• _WORK INSTRUCTIONS_
Every line below should be set down exactly as it appears.

Segment Start: TASK INPUTS

PR #5565, opened 2023-05-25
Improved ArcGIS map-layers validation and removed URL parameters from localization strings.

mdastous-bentley:
A common error is to to mixed 'ArcGIS' and 'ArcGISFeature' format type.  So now, if we detect URL is pointing to a ArcGIS server but the wrong service type has been specified, we give some hints to the end-user.

Also, historically we were adding map-layer's URL in error messages, but it ended up encoded:
image

By default, i18n encodes any special characters to mitigate XSS attacks, [documented here](https://www.i18next.com/translation-function/interpolation).  Even though there are ways to disabled encoding, I believe this would be a bad idea since URLs in our case are inputs from the end-user, and this could be used to inject some html in the hosting application.  So I decided to remove URL parameters from any locale strings, which was not that useful anyway.

### DIFF
--- a/common/api/core-frontend.api.md
+++ b/common/api/core-frontend.api.md
@@ -7498,14 +7498,13 @@ export class MapLayerSources {
 
 // @public
 export enum MapLayerSourceStatus {
-    // @beta
-    IncompatibleFormat = 3,
-    InvalidCoordinateSystem = 7,
+    IncompatibleFormat = 7,
+    InvalidCoordinateSystem = 6,
     InvalidCredentials = 1,
     InvalidFormat = 2,
-    InvalidTileTree = 4,
-    InvalidUrl = 5,
-    RequireAuth = 6,
+    InvalidTileTree = 3,
+    InvalidUrl = 4,
+    RequireAuth = 5,
     Valid = 0
 }
 
--- a/common/api/core-frontend.api.md
+++ b/common/api/core-frontend.api.md
@@ -1277,6 +1277,7 @@ export class ArcGisUtilities {
     };
     static isEpsg3857Compatible(tileInfo: any): boolean;
     static validateSource(url: string, formatId: string, capabilitiesFilter: string[], userName?: string, password?: string, ignoreCache?: boolean): Promise<MapLayerSourceValidation>;
+    static validateUrl(url: string, serviceType: string): MapLayerSourceStatus;
 }
 
 // @internal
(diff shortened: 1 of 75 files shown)


pmconne (commented):
Is test failure surprising?
```
--[ FAILURE: @itwin/map-layers-formats ]---------------------[ 6.78 seconds ]--


  68 passing (534ms)
  1 failing

  1) ArcGisFeaturePBF
       should validateSource:

      AssertionError: expected false to be true
      + expected - actual

      -false
      +true
      
      at Context.<anonymous> (src/test/ArcGisFeature/ArcGisFeatureFeatureFormats.test.ts:39:48)
```

mdastous-bentley:
> Is test failure surprising?
> 
> ```
> --[ FAILURE: @itwin/map-layers-formats ]---------------------[ 6.78 seconds ]--
> 
> 
>   68 passing (534ms)
>   1 failing
> 
>   1) ArcGisFeaturePBF
>        should validateSource:
> 
>       AssertionError: expected false to be true
>       + expected - actual
> 
>       -false
>       +true
>       
>       at Context.<anonymous> (src/test/ArcGisFeature/ArcGisFeatureFeatureFormats.test.ts:39:48)
> ```

I missed it, the url used in our test was not close enough of a real ArcGIS service url.

common/api/core-frontend.api.md
```diff
@@ -7497,12 +7498,14 @@ export class MapLayerSources {
...
-    InvalidCoordinateSystem = 6,
+    // @beta
+    IncompatibleFormat = 3,
+    InvalidCoordinateSystem = 7,
     InvalidCredentials = 1,
     InvalidFormat = 2,
-    InvalidTileTree = 3,
-    InvalidUrl = 4,
-    RequireAuth = 5,
+    InvalidTileTree = 4,
```
pmconne, line 7506: Changing the numeric value of an enum member is a breaking API change, which is not ok for `@public` APIs.

core/frontend/src/tile/map/MapLayerSources.ts
```diff
@@ -26,6 +26,10 @@ export enum MapLayerSourceStatus {
   InvalidCredentials,
   /** Provided format id could not be resolved in [[MapLayerFormatRegistry]] */
   InvalidFormat,
+  /** Format is not compatible with the URL provided.
+   * @beta
```
pmconne, line 30: What's the motivation for marking this `@beta`?

mdastous-bentley: No real motivation other than have the possibility to drop it if we change our mind.

pmconne: Do you think that's likely? If so resolve this comment.

pmconne (approved):
Let me know if macOS tests flake out again.

aruniverse (approved):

Segment End: TASK INPUTS

• _WRITTEN ANSWER_
PR #5565, opened 2023-05-25
Improved ArcGIS map-layers validation and removed URL parameters from localization strings.

mdastous-bentley:
A common error is to to mixed 'ArcGIS' and 'ArcGISFeature' format type.  So now, if we detect URL is pointing to a ArcGIS server but the wrong service type has been specified, we give some hints to the end-user.

Also, historically we were adding map-layer's URL in error messages, but it ended up encoded:
image

By default, i18n encodes any special characters to mitigate XSS attacks, [documented here](https://www.i18next.com/translation-function/interpolation).  Even though there are ways to disabled encoding, I believe this would be a bad idea since URLs in our case are inputs from the end-user, and this could be used to inject some html in the hosting application.  So I decided to remove URL parameters from any locale strings, which was not that useful anyway.

### DIFF
--- a/common/api/core-frontend.api.md
+++ b/common/api/core-frontend.api.md
@@ -7498,14 +7498,13 @@ export class MapLayerSources {
 
 // @public
 export enum MapLayerSourceStatus {
-    // @beta
-    IncompatibleFormat = 3,
-    InvalidCoordinateSystem = 7,
+    IncompatibleFormat = 7,
+    InvalidCoordinateSystem = 6,
     InvalidCredentials = 1,
     InvalidFormat = 2,
-    InvalidTileTree = 4,
-    InvalidUrl = 5,
-    RequireAuth = 6,
+    InvalidTileTree = 3,
+    InvalidUrl = 4,
+    RequireAuth = 5,
     Valid = 0
 }
 
--- a/common/api/core-frontend.api.md
+++ b/common/api/core-frontend.api.md
@@ -1277,6 +1277,7 @@ export class ArcGisUtilities {
     };
     static isEpsg3857Compatible(tileInfo: any): boolean;
     static validateSource(url: string, formatId: string, capabilitiesFilter: string[], userName?: string, password?: string, ignoreCache?: boolean): Promise<MapLayerSourceValidation>;
+    static validateUrl(url: string, serviceType: string): MapLayerSourceStatus;
 }
 
 // @internal
(diff shortened: 1 of 75 files shown)


pmconne (commented):
Is test failure surprising?
```
--[ FAILURE: @itwin/map-layers-formats ]---------------------[ 6.78 seconds ]--


  68 passing (534ms)
  1 failing

  1) ArcGisFeaturePBF
       should validateSource:

      AssertionError: expected false to be true
      + expected - actual

      -false
      +true
      
      at Context.<anonymous> (src/test/ArcGisFeature/ArcGisFeatureFeatureFormats.test.ts:39:48)
```

mdastous-bentley:
> Is test failure surprising?
> 
> ```
> --[ FAILURE: @itwin/map-layers-formats ]---------------------[ 6.78 seconds ]--
> 
> 
>   68 passing (534ms)
>   1 failing
> 
>   1) ArcGisFeaturePBF
>        should validateSource:
> 
>       AssertionError: expected false to be true
>       + expected - actual
> 
>       -false
>       +true
>       
>       at Context.<anonymous> (src/test/ArcGisFeature/ArcGisFeatureFeatureFormats.test.ts:39:48)
> ```

I missed it, the url used in our test was not close enough of a real ArcGIS service url.

common/api/core-frontend.api.md
```diff
@@ -7497,12 +7498,14 @@ export class MapLayerSources {
...
-    InvalidCoordinateSystem = 6,
+    // @beta
+    IncompatibleFormat = 3,
+    InvalidCoordinateSystem = 7,
     InvalidCredentials = 1,
     InvalidFormat = 2,
-    InvalidTileTree = 3,
-    InvalidUrl = 4,
-    RequireAuth = 5,
+    InvalidTileTree = 4,
```
pmconne, line 7506: Changing the numeric value of an enum member is a breaking API change, which is not ok for `@public` APIs.

core/frontend/src/tile/map/MapLayerSources.ts
```diff
@@ -26,6 +26,10 @@ export enum MapLayerSourceStatus {
   InvalidCredentials,
   /** Provided format id could not be resolved in [[MapLayerFormatRegistry]] */
   InvalidFormat,
+  /** Format is not compatible with the URL provided.
+   * @beta
```
pmconne, line 30: What's the motivation for marking this `@beta`?

mdastous-bentley: No real motivation other than have the possibility to drop it if we change our mind.

pmconne: Do you think that's likely? If so resolve this comment.

pmconne (approved):
Let me know if macOS tests flake out again.

aruniverse (approved):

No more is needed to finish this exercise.